> [WHAT TO PRODUCE] Whenever a line in the entries below contains the string "think", copy that line.

--- --- ---

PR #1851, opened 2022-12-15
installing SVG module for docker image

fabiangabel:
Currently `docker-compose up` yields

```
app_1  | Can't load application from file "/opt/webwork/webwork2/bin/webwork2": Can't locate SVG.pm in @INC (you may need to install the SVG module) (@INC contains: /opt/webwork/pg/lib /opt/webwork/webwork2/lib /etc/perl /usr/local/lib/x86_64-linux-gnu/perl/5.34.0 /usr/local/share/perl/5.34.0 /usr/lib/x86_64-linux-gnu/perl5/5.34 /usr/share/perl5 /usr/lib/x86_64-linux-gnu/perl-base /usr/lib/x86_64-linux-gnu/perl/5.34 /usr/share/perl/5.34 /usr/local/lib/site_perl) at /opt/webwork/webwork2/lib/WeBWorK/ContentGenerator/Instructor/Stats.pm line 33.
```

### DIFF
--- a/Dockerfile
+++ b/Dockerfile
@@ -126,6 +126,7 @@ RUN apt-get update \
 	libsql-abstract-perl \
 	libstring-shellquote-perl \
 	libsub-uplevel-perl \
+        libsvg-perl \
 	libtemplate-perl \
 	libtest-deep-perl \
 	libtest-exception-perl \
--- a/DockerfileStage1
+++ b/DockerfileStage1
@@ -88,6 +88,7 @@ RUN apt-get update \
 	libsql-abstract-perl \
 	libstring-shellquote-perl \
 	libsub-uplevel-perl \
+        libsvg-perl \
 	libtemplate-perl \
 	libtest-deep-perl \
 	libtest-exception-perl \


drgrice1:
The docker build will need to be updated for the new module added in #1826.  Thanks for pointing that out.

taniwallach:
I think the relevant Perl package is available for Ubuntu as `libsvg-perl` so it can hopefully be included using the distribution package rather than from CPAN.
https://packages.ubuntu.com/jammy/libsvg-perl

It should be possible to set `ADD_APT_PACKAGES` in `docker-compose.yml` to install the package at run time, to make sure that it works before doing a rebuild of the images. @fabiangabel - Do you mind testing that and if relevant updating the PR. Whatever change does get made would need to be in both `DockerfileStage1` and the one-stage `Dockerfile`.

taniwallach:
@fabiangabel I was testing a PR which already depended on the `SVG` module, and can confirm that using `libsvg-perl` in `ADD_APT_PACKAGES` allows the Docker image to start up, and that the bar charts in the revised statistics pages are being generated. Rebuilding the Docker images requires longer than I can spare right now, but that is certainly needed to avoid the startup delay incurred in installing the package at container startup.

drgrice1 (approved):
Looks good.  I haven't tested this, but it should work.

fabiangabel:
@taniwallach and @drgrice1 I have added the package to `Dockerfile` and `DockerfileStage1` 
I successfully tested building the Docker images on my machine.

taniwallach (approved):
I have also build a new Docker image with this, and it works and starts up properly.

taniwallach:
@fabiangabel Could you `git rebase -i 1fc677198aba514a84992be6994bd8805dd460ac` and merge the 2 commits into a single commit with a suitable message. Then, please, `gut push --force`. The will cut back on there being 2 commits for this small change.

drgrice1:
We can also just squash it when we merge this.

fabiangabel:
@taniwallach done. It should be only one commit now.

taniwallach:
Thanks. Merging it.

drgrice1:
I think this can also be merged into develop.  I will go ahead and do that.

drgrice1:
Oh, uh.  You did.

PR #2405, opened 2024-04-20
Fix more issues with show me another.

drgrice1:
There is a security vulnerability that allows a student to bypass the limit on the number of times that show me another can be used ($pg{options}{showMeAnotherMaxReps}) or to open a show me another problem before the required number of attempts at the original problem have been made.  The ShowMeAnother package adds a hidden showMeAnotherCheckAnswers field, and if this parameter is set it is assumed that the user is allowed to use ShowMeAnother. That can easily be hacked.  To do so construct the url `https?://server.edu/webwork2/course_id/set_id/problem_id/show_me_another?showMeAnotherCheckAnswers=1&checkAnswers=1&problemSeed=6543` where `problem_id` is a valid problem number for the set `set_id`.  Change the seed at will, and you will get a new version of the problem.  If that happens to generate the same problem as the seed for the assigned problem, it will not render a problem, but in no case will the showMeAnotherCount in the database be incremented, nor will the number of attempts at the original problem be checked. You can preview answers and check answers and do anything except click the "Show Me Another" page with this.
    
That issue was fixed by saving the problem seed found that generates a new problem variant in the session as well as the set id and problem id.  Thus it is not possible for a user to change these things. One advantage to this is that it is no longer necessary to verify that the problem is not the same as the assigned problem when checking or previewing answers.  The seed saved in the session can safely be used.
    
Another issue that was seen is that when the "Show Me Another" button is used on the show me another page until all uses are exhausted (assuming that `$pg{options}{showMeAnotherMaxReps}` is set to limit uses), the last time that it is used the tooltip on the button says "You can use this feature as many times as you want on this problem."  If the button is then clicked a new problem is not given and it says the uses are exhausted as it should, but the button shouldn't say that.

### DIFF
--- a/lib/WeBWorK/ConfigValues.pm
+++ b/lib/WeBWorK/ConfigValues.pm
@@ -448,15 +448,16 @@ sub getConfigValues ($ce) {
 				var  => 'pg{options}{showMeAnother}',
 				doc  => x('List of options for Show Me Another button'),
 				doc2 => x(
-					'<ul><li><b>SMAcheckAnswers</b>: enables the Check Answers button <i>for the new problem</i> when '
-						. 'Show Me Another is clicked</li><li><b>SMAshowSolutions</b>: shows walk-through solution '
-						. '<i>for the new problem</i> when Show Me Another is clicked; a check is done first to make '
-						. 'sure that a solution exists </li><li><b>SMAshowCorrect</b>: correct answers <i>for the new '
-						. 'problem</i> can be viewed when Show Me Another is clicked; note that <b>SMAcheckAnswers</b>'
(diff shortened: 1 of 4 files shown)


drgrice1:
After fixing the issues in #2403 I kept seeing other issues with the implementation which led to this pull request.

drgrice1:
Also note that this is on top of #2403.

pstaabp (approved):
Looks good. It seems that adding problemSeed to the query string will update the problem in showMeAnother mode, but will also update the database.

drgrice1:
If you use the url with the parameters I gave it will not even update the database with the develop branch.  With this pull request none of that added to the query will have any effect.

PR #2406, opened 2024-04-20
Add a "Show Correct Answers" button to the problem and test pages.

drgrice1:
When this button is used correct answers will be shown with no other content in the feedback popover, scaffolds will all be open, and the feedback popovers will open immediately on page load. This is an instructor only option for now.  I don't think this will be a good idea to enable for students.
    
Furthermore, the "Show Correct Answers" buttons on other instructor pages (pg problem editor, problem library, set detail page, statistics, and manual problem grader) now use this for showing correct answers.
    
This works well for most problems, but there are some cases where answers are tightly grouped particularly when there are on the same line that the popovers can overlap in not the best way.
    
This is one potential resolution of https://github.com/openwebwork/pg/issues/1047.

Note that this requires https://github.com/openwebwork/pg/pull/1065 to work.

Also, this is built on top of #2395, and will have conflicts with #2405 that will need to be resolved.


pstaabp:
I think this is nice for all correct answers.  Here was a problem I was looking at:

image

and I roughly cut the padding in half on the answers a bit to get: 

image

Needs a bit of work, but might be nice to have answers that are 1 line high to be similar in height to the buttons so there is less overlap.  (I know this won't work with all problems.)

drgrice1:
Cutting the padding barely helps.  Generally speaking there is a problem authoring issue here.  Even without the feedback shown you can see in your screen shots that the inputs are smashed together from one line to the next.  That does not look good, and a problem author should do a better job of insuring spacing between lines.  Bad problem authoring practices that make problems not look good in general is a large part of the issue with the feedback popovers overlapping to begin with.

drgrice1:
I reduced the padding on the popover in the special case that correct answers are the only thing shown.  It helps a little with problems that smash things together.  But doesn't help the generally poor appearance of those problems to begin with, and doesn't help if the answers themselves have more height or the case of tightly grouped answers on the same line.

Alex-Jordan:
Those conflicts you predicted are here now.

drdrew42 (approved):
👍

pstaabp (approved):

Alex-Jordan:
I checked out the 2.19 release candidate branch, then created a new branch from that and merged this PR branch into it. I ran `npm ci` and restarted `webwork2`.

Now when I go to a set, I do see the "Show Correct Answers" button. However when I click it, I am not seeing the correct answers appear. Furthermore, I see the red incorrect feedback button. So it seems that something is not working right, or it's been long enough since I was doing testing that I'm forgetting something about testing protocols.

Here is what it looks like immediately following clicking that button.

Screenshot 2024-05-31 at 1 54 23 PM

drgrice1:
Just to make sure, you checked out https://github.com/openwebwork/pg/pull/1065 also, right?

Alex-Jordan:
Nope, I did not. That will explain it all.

--- --- ---

> [OUTPUT BELOW]
I think the relevant Perl package is available for Ubuntu as `libsvg-perl` so it can hopefully be included using the distribution package rather than from CPAN.
I think this can also be merged into develop.  I will go ahead and do that.
When this button is used correct answers will be shown with no other content in the feedback popover, scaffolds will all be open, and the feedback popovers will open immediately on page load. This is an instructor only option for now.  I don't think this will be a good idea to enable for students.
I think this is nice for all correct answers.  Here was a problem I was looking at:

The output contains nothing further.